Это дело привлекло мое внимание по двум причинам: во-первых, если не обнаружено тело, судья очень редко выносит приговор, а во-вторых, допрос Гарамонда вел Спенс Фрейзи.
Я с удивлением обнаружила Спенса за столом, поскольку он не любит сидеть в участке. До озера далеко, и едва ли здесь разрешат забросить удочку. Когда ему приходится работать в своем кабинете, он начинает злиться и раздражаться, и в такие моменты никому не хочется оказаться рядом с ним. В остальных случаях он очень симпатичный парень. Мне кажется, он бы до сих пор оставался патрульным, если бы не заметная разница в зарплате. Мы все получаем гораздо больше, как только оказываемся за собственным столом и забываем о патрульной машине. К тому же здесь мы гораздо реже, чем на улицах, сталкиваемся с неприглядными сторонами жизни. В некоторых случаях это важно, в особенности для тех из нас, у кого есть дети. Мне всегда хотелось снять форму перед возвращением домой, чтобы не принести с собой какую-нибудь мерзость.
Я положила перед Спенсом факс.
– Что это такое? – спросил он.
– Дело Гарамонда.
– Понятно… – протянул он.
– Ну…
Спенс обработал Джесси Гарамонда, как настоящий профи. Он втерся в доверие, установил контакт, то есть сделал все, как нас учили, чтобы заставить подозреваемого говорить свободно. К тому времени, когда он с ним закончил, Гарамонд заявил, что с радостью сделает признание и ему не терпится сообщить Спенсу, что он похитил сына своей подружки и убил мальчика.
– Проблема лишь в том, – сказал ему Гарамонд, – что я этого не делал. Если бы я мог во всем признаться, я бы обязательно так и поступил. Но я этого не делал.
Конечно, так говорят все преступники. Однако Гарамонд пошел дальше и укрепил доверие к себе, когда заявил:
– Я готов признаться в том, на чем меня замели в первый раз, если вы меня понимаете. Ну, когда меня посадили. Но к остальному я не имею никакого отношения. На свободе гуляет какой-то псих, которого вы не желаете ловить, потому что хотите посадить меня. И вы сделаете все, чтобы я не выбрался отсюда. А потом пострадает другой маленький ребенок из-за того, что вы арестовали не того парня.
У него не было алиби на то время, когда мальчика похитили, поскольку он обманывал свою подружку – мать исчезнувшего ребенка – с женой брата.
– Какого дьявола я здесь делаю? Я люблю своего брата. И его детей. Он может поколотить жену, если узнает, что я валялся с ней в койке. Я не хочу, чтобы это произошло. Ни при каких обстоятельствах. Уж лучше я сяду.
Воровской кодекс чести или нечто похожее – среди прелюбодеев. Однако подобная сюжетная линия возникает довольно часто – у меня прекрасное алиби, но я не могу его использовать, потому что кто-то может пострадать или будет скомпрометирован – мы не обращаем внимания на такие заявления, лишь смеемся, услышав их. Но Спенс тогда не смеялся.
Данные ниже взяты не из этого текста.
PR #793, opened 2022-11-21
SW-2159 Skrim

charlie-tf:
- apply skrim to dialogs with destructive actions

example:
image


karthikbtf (approved):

– Я не знаю, Лени, в его словах что-то было. Он не совершал того преступления. Не его стиль. Он неприятный тип, но не извращенец.
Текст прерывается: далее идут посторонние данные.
PR #794, opened 2022-11-21
SW-2328 Support 'Outplant' in nursery withdrawals

karthikbtf:
- refactored some models
- added sites/zones/plots mappings
- tested with real withdrawals

Terraware App 2022-11-21 15-22-14

### DIFF
--- a/src/api/tracking/tracking.ts
+++ b/src/api/tracking/tracking.ts
@@ -59,16 +59,13 @@ type ListPlantingSitesResponse = {
   error?: string;
 };
 
-export const listPlantingSites = async (full?: boolean): Promise<ListPlantingSitesResponse> => {
+export const listPlantingSites = async (organizationId: number, full?: boolean): Promise<ListPlantingSitesResponse> => {
   const response: ListPlantingSitesResponse = {
     requestSucceeded: true,
   };
 
   try {
-    let endpoint = PLANTING_SITES_ENDPOINT;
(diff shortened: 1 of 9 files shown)


src/api/tracking/tracking.ts
```diff
@@ -59,16 +59,13 @@ type ListPlantingSitesResponse = {
   error?: string;
 };
 
-export const listPlantingSites = async (full?: boolean): Promise<ListPlantingSitesResponse> => {
+export const listPlantingSites = async (organizationId: number, full?: boolean): Promise<ListPlantingSitesResponse> => {
```
karthikbtf, line 62: missed this when I created this function (not used until now)

src/components/Inventory/withdraw/BatchWithdrawFlow.tsx
```diff
@@ -5,7 +5,7 @@ import React, { useEffect, useState } from 'react';
 import strings from 'src/strings';
 import { APP_PATHS } from 'src/constants';
 import { search } from 'src/api/search';
-import { NurseryWithdrawal } from 'src/api/types/batch';
+import { NurseryWithdrawalRequest } from 'src/api/types/batch';
```
karthikbtf, line 8: we were using the response type as the request, fixed that

constanzauanini (approved):
Looking good! Thanks!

Пообещав соблюдать тайну, Спенс обратился жене его брата с просьбой подтвердить слова Гарамонда. Однако она не согласилась свидетельствовать в пользу брата мужа и не позволила нам поговорить с мужем. Вот вам и братская солидарность.
Спенс вернул мне бумаги.
– Давай выйдем на свежий воздух, – предложил он.
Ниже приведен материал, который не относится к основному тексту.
PR #797, opened 2022-11-22
Background Updates

charlie-tf:
- fixed background-attachment (background doesn't scroll)
- changed gradient based on design guidance

image
image

### DIFF
--- a/src/App.tsx
+++ b/src/App.tsx
@@ -3,6 +3,7 @@ import { CircularProgress, CssBaseline, Slide, StyledEngineProvider, Theme } fro
 import React, { useCallback, useEffect, useState } from 'react';
 import { useHistory } from 'react-router';
 import { Redirect, Route, Switch } from 'react-router-dom';
+import hexRgb from 'hex-rgb';
 import useQuery from './utils/useQuery';
 import useStateLocation, { getLocation } from './utils/useStateLocation';
 import { getOrganizations } from 'src/api/organization/organization';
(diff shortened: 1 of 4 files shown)


src/App.tsx
```diff
@@ -66,7 +67,13 @@ interface StyleProps {
 
 const useStyles = makeStyles((theme: Theme) => ({
   container: {
-    background: 'linear-gradient(180deg, #FBF9F9 0%, #EFF5EF 100%)',
+    backgroundColor: theme.palette.TwClrBaseGray025,
+    backgroundImage:
+      'linear-gradient(180deg,' +
+      `${hexRgb(`${theme.palette.TwClrBaseGreen050}`, { alpha: 0, format: 'css' })} 0%,` +
+      `${hexRgb(`${theme.palette.TwClrBaseGreen050}`, { alpha: 0.4, format: 'css' })} 100%)`,
```
karthikbtf, line 74: for some reason I couldn't get this to work well, I had to use format: 'object' and create a string from that. See https://github.com/terraware/terraware-web/blob/main/src/components/Map/PlantingSiteMap.tsx#L29 let me know if I'm doing something wrong?

karthikbtf (approved):

src/App.tsx
charlie-tf: Hmm, `hexRgb(`${theme.palette.TwClrBaseGreen050}`, { alpha: 0.4, format: 'css' })` generates `rgb(214 253 229 / 40%)` in my code here.

I think I did try using `theme.palette.TwClrBaseGreen050 as string` but the typechecker didn't like that, so I reverted to the `` `${...}` `` format instead. If I recall correctly.

PR #798, opened 2022-11-22
SW-2330 Format success message for batch withdrawals

karthikbtf:
- some singular/plural adjustment which we should ideally get from a 3rd party library

Screen Shot 2022-11-22 at 6 36 40 AM

Screen Shot 2022-11-22 at 6 38 23 AM

Screen Shot 2022-11-22 at 6 37 50 AM

### DIFF
--- a/src/components/Inventory/withdraw/BatchWithdrawFlow.tsx
+++ b/src/components/Inventory/withdraw/BatchWithdrawFlow.tsx
@@ -5,7 +5,7 @@ import React, { useEffect, useState } from 'react';
 import strings from 'src/strings';
 import { APP_PATHS } from 'src/constants';
 import { search } from 'src/api/search';
-import { NurseryWithdrawalRequest } from 'src/api/types/batch';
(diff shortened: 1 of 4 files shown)


src/components/Inventory/withdraw/BatchWithdrawFlow.tsx
```diff
@@ -118,11 +118,36 @@ export default function BatchWithdrawFlow(props: BatchWithdrawFlowProps): JSX.El
...
+      if (readyQuantityWithdrawn) {
+        total += readyQuantityWithdrawn;
+      }
+      return total;
+    }, 0);
+
+    return strings.formatString(
+      strings.BATCH_WITHDRAW_SUCCESS,
+      numBatches,
+      numBatches === 1 ? strings.BATCHES_SINGULAR : (strings.BATCHES_PLURAL as any),
```
constanzauanini, line 145: why is that “as any” needed?

karthikbtf: Typescript was expecting formatted number object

Исправительная тюрьма округа Лос-Анджелес расположена в Ланкастере, примерно в полутора часах езды по предгорьям. Около шестидесяти миль, но большая часть времени ушла у нас на первые десять миль. Вторая половина пути проходила по живописным местам, но сначала нам пришлось проехать через лес плакатов. Иногда мне кажется, что Лос-Анджелес – это музей плакатов с вращающимися экспонатами. Не успеваешь привыкнуть к одному отвратительному знаку, как его место занимает другой.